- Aziz, Ramy K;
- Monk, Jonathan M;
- Lewis, Robert M;
- In Loh, Suh;
- Mishra, Arti;
- Abhay Nagle, Amrita;
- Satyanarayana, Chitkala;
- Dhakshinamoorthy, Saravanakumar;
- Luche, Michele;
- Kitchen, Douglas B;
- Andrews, Kathleen A;
- Fong, Nicole L;
- Li, Howard J;
- Palsson, Bernhard O;
- Charusanti, Pep
Mathematical models of metabolism from bacterial systems biology have proven their utility across multiple fields, for example metabolic engineering, growth phenotype simulation, and biological discovery. The usefulness of the models stems from their ability to compute a link between genotype and phenotype, but their ability to accurately simulate gene-gene interactions has not been investigated extensively.
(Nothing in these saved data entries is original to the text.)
PR #1787, opened 2023-10-16
Add privacyDelete and privacyAccess actions to HygieneOps

perlmonger42:
Add new actions to the HygieneOps dataset to support Privacy Service operations.

https://jira.corp.adobe.com/browse/PLAT-170201 "XDM: Update Hygiene Ops Schema to Support Privacy Access"
https://jira.corp.adobe.com/browse/PLAT-170199 "XDM: Update Hygiene Ops Schema to Support Privacy Delete"

### DIFF
--- a/schemas/hygiene/aep-hygiene-ops-record.schema.json
+++ b/schemas/hygiene/aep-hygiene-ops-record.schema.json
@@ -27,12 +27,14 @@
           "title": "Name of the hygiene operation to be applied by downstream consumers",
           "description": "Name of the hygiene operation to be applied by downstream consumers.",
           "type": "string",
-          "enum": ["deleteIdentity", "updateField"],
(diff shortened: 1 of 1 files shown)


schemas/hygiene/aep-hygiene-ops-record.schema.json
```diff
@@ -122,10 +129,201 @@
...
+              "description": "Represents data-subject requests to have their data deleted",
+              "type": "object",
+              "properties": {
+                "xdm:identities": {
+                  "title": "Set of identities",
+                  "description": "Set of identities whose data must be deleted",
+                  "type": "array",
+                  "items": {
+                    "type": "object",
+                    "additionalProperties": false,
```
mjasrotia, line 144: @perlmonger42 , let's remove all the additionalProperties instances in this PR as we do not have to explicitly set them as false because we should not allow additionalProperties anywhere outside map objects

PR #1789, opened 2023-11-08
DINT-1160: add commerce.requisitionListDeletes xdm

NadiyaS:
Jira ticket https://jira.corp.adobe.com/browse/DINT-1160


shiftedreality (approved):

components/datatypes/marketing/commerce.schema.json
```diff
@@ -144,6 +144,11 @@
           "$ref": "https://ns.adobe.com/xdm/datatypes/requisitionlist",
           "description": "The properties of requisition list created by customer."
         },
+        "xdm:commerce.requisitionListDeletes": {
+          "title": "Delete Requisition List",
+          "$ref": "https://ns.adobe.com/xdm/datatypes/requisitionlist",
```
websterlove, line 149: Isn't this the field that should be a 1 when the event sent is deleteRequisitionList? So it should ref "https://ns.adobe.com/xdm/data/measure" like the "xdm:requisitionListOpens" field does (line 127)?

websterlove: If I'm understanding that correctly, I'd also personally prefer to have it located right under "requisitionListOpens" or at least under "requisitionListRemovals", rather than in the middle of the fields that don't correspond to event types

websterlove (changes requested):

components/datatypes/marketing/commerce.schema.json
```diff
@@ -129,6 +129,11 @@
           "$ref": "https://ns.adobe.com/xdm/data/measure",
           "description": "Initializations of a new Requisition List."
         },
+        "xdm:commerce.requisitionListDeletes": {
```
websterlove, line 132: Didn't catch this yesterday, sorry - should just be "xdm:requisitionListDeletes" - no need for "commerce."

websterlove (changes requested):

websterlove (approved):

mjasrotia (approved):

PR #1790, opened 2023-11-09
Adding a version field to the experienceevent-all schema

apatnaik14:


extensions/adobe/experience/analytics/experienceevent-all.schema.json
```diff
@@ -10113,6 +10113,13 @@
             "type": "string",
             "description": "Context Value."
           }
+        },
+        "https://ns.adobe.com/experience/analytics/version": {
```
clubycoder, line 10117: @apatnaik14 , Since this field will show up in the customer experiences, I would suggest being a little more descriptive for what this field is.  Maybe change the name to `recordVersion` with a description `Adobe Analytics internal event record version. This value will change when records are updated.  An example of this is a GDPR request.`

Here we assess how accurately a metabolic model for Escherichia coli computes one particular type of gene-gene interaction, synthetic lethality, and find that the accuracy rate is between 25% and 43%. The most common failure modes were incorrect computation of single gene essentiality and biological information that was missing from the model. Moreover, we performed virtual and biological screening against several synthetic lethal pairs to explore whether two-compound formulations could be found that inhibit the growth of Gram-negative bacteria. One set of molecules was identified that, depending on the concentrations, inhibits E. coli and S. enterica serovar Typhimurium in an additive or antagonistic manner. These findings pinpoint specific ways in which to improve the predictive ability of metabolic models, and highlight one potential application of systems biology to drug discovery and translational medicine.